How to Verify Email Addresses in PHP with CheckMail

Updated · April 2026

This guide shows you how to verify email addresses in PHP with the CheckMail API. You'll cover single and batch verification, error handling, retries with exponential backoff, and a complete reusable client class. No Composer packages required - everything runs on the cURL extension that ships with every PHP install.
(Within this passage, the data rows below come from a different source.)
Issue #990, opened 2021-11-23
CanSafelyRemove should make use of in_progress_exclusion


johscheuer:
The current implementation of [CanSafelyRemove](https://github.com/FoundationDB/fdb-kubernetes-operator/blob/master/fdbclient/admin_client.go#L296-L326) has the side effect, that we are actually issuing an `exclude` command. With the `7.0.0` we are able to read the special key range `(\xff\xff/management/in_progress_exclusion/, \xff\xff/management/in_progress_exclusion0)` instead to see which processes are still in progress. In order to see if a process is safe to remove we have to check if the process is marked a excluded in the DB and is not part of the  `in_progress_exclusion` key range.

The related issue: https://github.com/apple/foundationdb/issues/5871#issuecomment-975721874

PR #1136, opened 2022-03-25
Recreating pods that are not fully excluded.

### LINKED ISSUE #970: Operator should recreate Pods if they are not fully excluded
Currently when a process group is marked for removal and someone deletes the Pod the Pod won't be recreated. Instead of only checking if the Pod is removed we should check if the Pod is marked for removal and is fully excluded (or exclusion is skipped).

Code part: https://github.com/FoundationDB/fdb-kubernetes-operator/blob/master/controllers/add_pods.go#L68

That could help in cases where someone bring the cluster in a bad state and marks to many Pods with removal.

aasmundeldhuset:
# Description

This fixes #970, which is an issue that can happen when some nodes crash (or are accidentally deleted, as happened in our case) while a cluster is in the process of being scaled down. If one or more of the nodes that crashed had been marked for removal but weren't fully drained before they crashed, we need to bring them back up again so that they can be drained before actually being shut down cleanly.

## Type of change

Bug fix (non-breaking change which fixes an issue).

# Discussion

This implementation of the fix relies on a previous run of the `removeProcessGroups` subreconciler having called `SetExcluded()` on process groups that FDB has confirmed to be fully excluded from the cluster (and saved that status to Kubernetes).

# Testing

- Unit tests (including new tests in `controllers/add_pods_test.go`)
- Initiating a scale-down in a dev FDB cluster and then deleting all the pods, and verifying that all the original storage pods get recreated so that they can be drained before they are actually excluded

# Documentation

Updated the "AddPods" section in `docs/manual/technical_design.md`.

# Follow-up

When #990 has been implemented (and we have upgraded FDB to version 7), we could simply query for the current exclusion status rather than relying on the previous run of the `removeProcessGroups` subreconciler having used the `exclude` command to determine which process groups are actually fully excluded.

### DIFF
--- a/controllers/add_pods.go
+++ b/controllers/add_pods.go
@@ -24,9 +24,8 @@ import (
 	"context"
 	"fmt"
 
-	"github.com/FoundationDB/fdb-kubernetes-operator/pkg/podmanager"
-
 	"github.com/FoundationDB/fdb-kubernetes-operator/internal"
+	"github.com/FoundationDB/fdb-kubernetes-operator/pkg/podmanager"
 
 	fdbv1beta2 "github.com/FoundationDB/fdb-kubernetes-operator/api/v1beta2"
 	corev1 "k8s.io/api/core/v1"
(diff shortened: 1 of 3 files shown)


johscheuer (approved):
Changes look good from my side. A user that doesn't care about the data or wants to prevent the operator from recreating the Pod (for whatever reason) could still use the remove without exclusion list.

brownleej (approved):
👍

PR #1152, opened 2022-04-01
Add support for ssd-rocksdb-v1

bnamasivayam:


controllers/cluster_controller_test.go
```diff
@@ -2535,6 +2535,60 @@ var _ = Describe("cluster_controller", func() {
...
+				})
+				It("should pass with 7.1.0", func() {
+					cluster.Spec.DatabaseConfiguration.StorageEngine = "ssd-rocksdb-v1"
+					cluster.Spec.Version = "7.1.0"
+					err := k8sClient.Update(context.TODO(), cluster)
+					Expect(err).NotTo(HaveOccurred())
+					_, err = reconcileCluster(cluster)
+					Expect(err).ToNot(HaveOccurred())
+				})
+				It("should pass with 7.1.0-rc4", func() {
```
johscheuer, line 2559: Can we add a test for `7.1.0-rc3` that should fail.

controllers/cluster_controller_test.go
```diff
@@ -2535,6 +2535,60 @@ var _ = Describe("cluster_controller", func() {
...
+					generationGap = 0
+				})
+				It("should fail with 6.3.26", func() {
+					cluster.Spec.DatabaseConfiguration.StorageEngine = "ssd-rocksdb-v1"
+					cluster.Spec.Version = "6.3.26"
+					err := k8sClient.Update(context.TODO(), cluster)
+					Expect(err).NotTo(HaveOccurred())
+					_, err = reconcileCluster(cluster)
+					Expect(err).To(HaveOccurred())
+				})
```
johscheuer, line 2550: We already have the reconcile logic here: https://github.com/FoundationDB/fdb-kubernetes-operator/blob/main/controllers/cluster_controller_test.go#L133-L149 that will be always executed. I think the following changes should work:

```
		When("using FDB 6.3.26", func() {
			BeforeEach(func() {
				cluster.Spec.DatabaseConfiguration.StorageEngine = "ssd-rocksdb-v1"
				cluster.Spec.Version = "6.3.26"
				err := k8sClient.Update(context.TODO(), cluster)
				shouldCompleteReconciliation = false
			})

		        // It check that generations are not matching.
		})
```

Issue #1151, opened 2022-03-31
GRV and commit proxies are not working as expected


johscheuer:
### What happened?

I created a cluster with the following configuration:

```yaml
databaseConfiguration:
    commit_proxies: 26
    grv_proxies: 4
    redundancy_mode: triple
    storage_engine: ssd
```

PHP's built-in filter_var($email, FILTER_VALIDATE_EMAIL) only checks syntax. It happily accepts nonexistent@fake-domain-that-doesnt-exist.xyz. Real verification requires DNS lookups, SMTP handshakes, and disposable-domain detection, which is why most PHP apps outsource it to an API.

§01Prerequisites

You need PHP 7.4 or newer with the curl and json extensions enabled (both are on by default almost everywhere). Sign up for CheckMail and you'll get 100 free credits instantly. Keys look like cm_live_... for production and cm_test_... for sandboxing.

php --version  # 7.4+
php -m | grep -i curl  # should print "curl"
export CHECKMAIL_KEY=cm_live_xxxxxxxxxxxxxxxx

Read the key from getenv(), $_ENV, or a .env file loaded with vlucas/phpdotenv. Never commit it to git. Never echo it into a page.

§02Your first verification

A single verification is a GET to /v1/verify with the email as a query parameter and a bearer token in the Authorization header:

// verify.php
<?php
$key = getenv('CHECKMAIL_KEY');
$email = 'john@example.com';

$ch = curl_init();
curl_setopt_array($ch, [
    CURLOPT_URL => 'https://api.checkmail.dev/v1/verify?email=' . urlencode($email),
    CURLOPT_RETURNTRANSFER => true,
    CURLOPT_HTTPHEADER => ['Authorization: Bearer ' . $key],
    CURLOPT_TIMEOUT => 15,
]);

$body = curl_exec($ch);
$status = curl_getinfo($ch, CURLINFO_HTTP_CODE);
curl_close($ch);

if ($status !== 200) {
    throw new RuntimeException("CheckMail returned HTTP $status: $body");
}

$data = json_decode($body, true);
print_r($data);

Run php verify.php. You'll get back a PHP array describing the address. One credit is deducted per definitive result; unknown verdicts are free. Always set CURLOPT_TIMEOUT - without it, a stuck network call will block your entire request.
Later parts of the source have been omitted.